Recordar, también, que la finalidad de la organización económica de un país es contribuir a solventar las necesidades básicas (materiales, culturales y anímicas) de sus habitantes teniendo en cuenta aquella “igualdad humana y social primaria” y lo que cada uno aporta a la producción de bienes y servicios para el desarrollo integrar de la sociedad en la vive. Esta organización económica, en ningún caso, podrá prescindir o negar la constitución y las leyes básicas que se dieron los ciudadanos.
Si concordamos en lo dicho anteriormente, coincidiremos en que la política, entendida como la búsqueda del bien común de un núcleo social, es la que debe guiar todas las acciones, porque representa las coincidencias básicas de quienes lo componen.

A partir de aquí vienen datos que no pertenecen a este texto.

PR #1765, opened 2015-02-04
com.livecode.unittest: Add new unit testing handlers.

peter-b:
Add a new unit test library that outputs results on stdout using the
Test Anything Protocol http://testanything.org/.

Examples:

```
public handler TestSelf()
    plan 10 tests

    test diagnostic "Normal tests"
    test 2 > 1
    test "Basic test" when true

    test diagnostic "Skipped tests"
    skip test
    skip test "Skipped 2"
    skip test because "Not implemented"
    skip test "Skipped 4" because "Not supported on this platform"

    test diagnostic "Tests which are expected to fail"
    broken test false
    broken test "Failed 2" when false
    broken test false because "broken"
    broken test "Failed 4" when false because "really broken"
end handler
```


peter-b:
Modified the library to be handler-only, and moved it out of the standard library for now.  Should be easy enough to move back in eventually!

PR #1767, opened 2015-02-04
contrib: Add basic Emacs mode for LiveCode builder.

peter-b:
Currently support some basic syntax highlighting.

### DIFF
--- a/contrib/emacs/livecode-mode.el
+++ b/contrib/emacs/livecode-mode.el
@@ -1,0 +1,88 @@
+;; Copyright (C) 2015 Runtime Revolution Ltd.
+
+;; This file is part of LiveCode.
+
+;; LiveCode is free software; you can redistribute it and/or modify it
+;; under the terms of the GNU General Public License v3 as published
+;; by the Free Software Foundation.
+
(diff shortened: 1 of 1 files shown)


livecodestephen:
Perhaps it would be better to call this livecode-builder-mode, as you'd want a different mode for livecode scripts.

peter-b:
I was going to add logic to the mode to automatically go into the correct submode depending on the file type, like Emacs `cc-mode` does.

peter-b:
Anyway, aren't we expecting people to use the IDE for editing scripts?

livecodestephen:
Doesn't the same go for LCB scripts!

You can't currently edit CGI scripts in the IDE (at least I don't know how to) and anyway on the server you don't have access to the IDE.

peter-b:
At the moment I don't really have time to fiddle around with highlighting for LC Script; if you'd like to do a bit more work on this and propose an alternative implementation that would be great. :smiley:

peter-b:
Just merging this because I doubt many other people are likely to be using Emacs! @livecodestephen, please send patches. :wink:

PR #1785, opened 2015-02-06
Updated TextWrangler plist so that it matches 'private handler' refs.

trevordevore:
This updated regex will cause private handlers to show up in the BBEdit/TextWrangler function list.


livecodeali:
Hi Trevor, not sure what's happened here but it looks from the diff like nothing has changed. It might be Git playing up though.

livecodeali:
Ahh, no worries, it's because of the line endings. Great, thanks for this!

PR #1797, opened 2015-02-09
Add `server-all` and `server-install` Makefile targets

livecodestephen:
- `server-install` installs livecode server in /opt/livecode/server
- `server-all`  is just the server targets from `all`

### DIFF
--- a/Makefile
+++ b/Makefile
@@ -224,7 +224,7 @@ lc-test-check: lc-compile lc-test
 ###############################################################################
 # All Targets
 
-.PHONY: all bootstrap thirdparty clean
+.PHONY: all server-all server-install bootstrap thirdparty clean
 .DEFAULT_GOAL := all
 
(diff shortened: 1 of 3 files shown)


Makefile
```diff
@@ -235,6 +235,14 @@ all: development standalone installer server
 all: revpdfprinter revandroid
 all: lc-run lc-test
 
+server-all: server
```
peter-b, line 230: Could you please add "Server Targets" section of the file for the server-specific targets?  Also, please make `all` require `server-all` instead of listing all the bits of the server stuff twice. :-)

livecodestephen:
As suggested I've created a "Server Targets" section - I'm not sure how far you want to take this but you could factor out some of the other components as well, e.g. you could have a `development-all` target.

peter-b:
Sure, this looks reasonable.

PR #1812, opened 2015-02-10
Feature standalone builder inclusions 7.0

livecodeali:
This is the refactored engine equivalent of https://github.com/runrev/livecode/pull/1805


livecodeali:
In order to make things work with the IDE, this has the min_os_version changes to standalone building included (bug 14422)

PR #1829, opened 2015-02-11
[[ Bug 14587 ]] De-activate the stdout/stderr buffering on Linux

livecodesebastien:


peter-b:
You should only disable the buffering if stdout is a TTY (same for stderr). Use isatty(3) to check. :-)

peter-b:

PR #792, opened 2025-01-07
fix net numbering and pad rotations

napowderly:
# Fix: Net numbering and pad rotations

# Description
Pads were not having rotation re-applied when reloaded by ato
Net re-numbering will now find next available number, avoiding duplicates.

Fixes # (issue)

# Checklist

### DIFF
--- a/src/faebryk/exporters/pcb/kicad/pcb.py
+++ b/src/faebryk/exporters/pcb/kicad/pcb.py
@@ -286,11 +286,11 @@ class PCB:
         # Add new nets -----------------------------------------------------------------
         logger.debug(f"New nets: {nets_added}")
         existing_net_numbers = {net.number for net in pcb.kicad_pcb.nets}
+        net_numbers = iter(yield_missing(existing_net_numbers))
 
         for net_name in nets_added:
             # Find the first unused net number
-            net_number = next(yield_missing(existing_net_numbers))
-            existing_net_numbers.add(net_number)
+            net_number = next(net_numbers)
 
             pcb_net = C_kicad_pcb_file.C_kicad_pcb.C_net(
                 name=net_name,
--- a/src/faebryk/exporters/pcb/kicad/pcb.py
+++ b/src/faebryk/exporters/pcb/kicad/pcb.py
@@ -26,6 +26,7 @@ from faebryk.libs.sexp.dataclass_sexp import get_parent
 from faebryk.libs.util import (
     KeyErrorNotFound,
     dataclass_as_kwargs,
+    duplicates,
     find,
     find_or,
     not_none,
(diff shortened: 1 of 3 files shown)


src/faebryk/exporters/pcb/kicad/pcb.py
```diff
@@ -283,22 +284,27 @@ def get_property_uuid(
...
         logger.debug(f"New nets: {nets_added}")
+        existing_net_numbers = {net.number for net in pcb.kicad_pcb.nets}
+
         for net_name in nets_added:
-            # nl_net = nl_nets[net_name]
-            if removed_net_numbers:
-                net_number = removed_net_numbers.pop()
-            else:
-                net_number = len(pcb.kicad_pcb.nets)
+            # Find the first unused net number
```
mawildoer, line 290: We do this a lot. While there's not currently a function for it in `util`, there probably should be

Something like (written freehand)
```python
def yield_missing(existing: Container, candidates: Iterable | None = None):
    for c in candidates:
        if c not in existing:
            yield c
```

The you can:
```suggestion
        available_numbers = iter(yield_missing(existing_net_numbers))
        for net_name in nets_added:
            net_number = next(available_numbers)
            
            # .... continue
            pcb_net = C_kicad_pcb_file.C_kicad_pcb.C_net(
                name=net_name,
                number=net_number,
            )
```

Notes:
- Candidates is `None` by default to default to a `count()`. We can't do this in the function declaration, because it won't be unique to each call
- You use it outside the for loop because then it preserves the start position to continue to the next number
- Ideally you use a set as the `existing` thing, because it's faster, but we don't need to

src/faebryk/exporters/pcb/kicad/pcb.py
```diff
@@ -432,7 +438,13 @@ def get_property_uuid(
                             if p.name in pads
                             else None,
                             # rest of fields
-                            **dataclass_as_kwargs(p),
+                            # **dataclass_as_kwargs(p),
```
mawildoer, line 441: Crud

src/faebryk/exporters/pcb/kicad/pcb.py
```diff
@@ -432,7 +438,13 @@ def get_property_uuid(
...
+                            **{
+                                k: v
+                                for k, v in dataclass_as_kwargs(p).items()
+                                if k != "at"
+                            },
+                            at=C_xyr(x=p.at.x, y=p.at.y, r=p.at.r + at.r),
```
mawildoer, line 447: This is better IMO

```suggestion
                            **{
                                **dataclass_as_kwargs(p).items()
                                # Override `at` because we need to add the part's rotation to the pads too
                                "at": C_xyr(x=p.at.x, y=p.at.y, r=p.at.r + at.r),
                            },
```

mawildoer (approved):

PR #793, opened 2025-01-08
Update CNAME record

mawildoer:


mawildoer:
Bypassed the workflows because I knocked out the site, so this is relatively time-critical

Pero la experiencia diaria nos dice que, en nuestro país y todos los países, las decisiones económicas se han adueñado, casi con peculiaridad, de todas las variables de las acciones ciudadanas, sean éstas de quienes ocasionalmente son responsables de guiar la política general o las de la base ciudadana. Por un doble motivo: porque desde hace muchos años la economía ha secuestrado a la verdadera política y porque el mundo globalizado actual se ha constituido sobre la base del poder del dinero, del poder económico.
“Cuánto tienes, cuánto vales”, dice el compositor huilense Jorge Villamil Cordovez en la canción Oropel, es el axioma imperante, dejando de lado todas las otras facetas de un desarrollo humano completo, y reduciendo a los ciudadanos a simples instrumentos de la producción y de la adquisición de bienes y servicios.
Digámoslo claramente: el dinero, como símbolo del “tener y poseer”, se ha constituido en el nuevo becerro de oro de la actual etapa civilizatoria.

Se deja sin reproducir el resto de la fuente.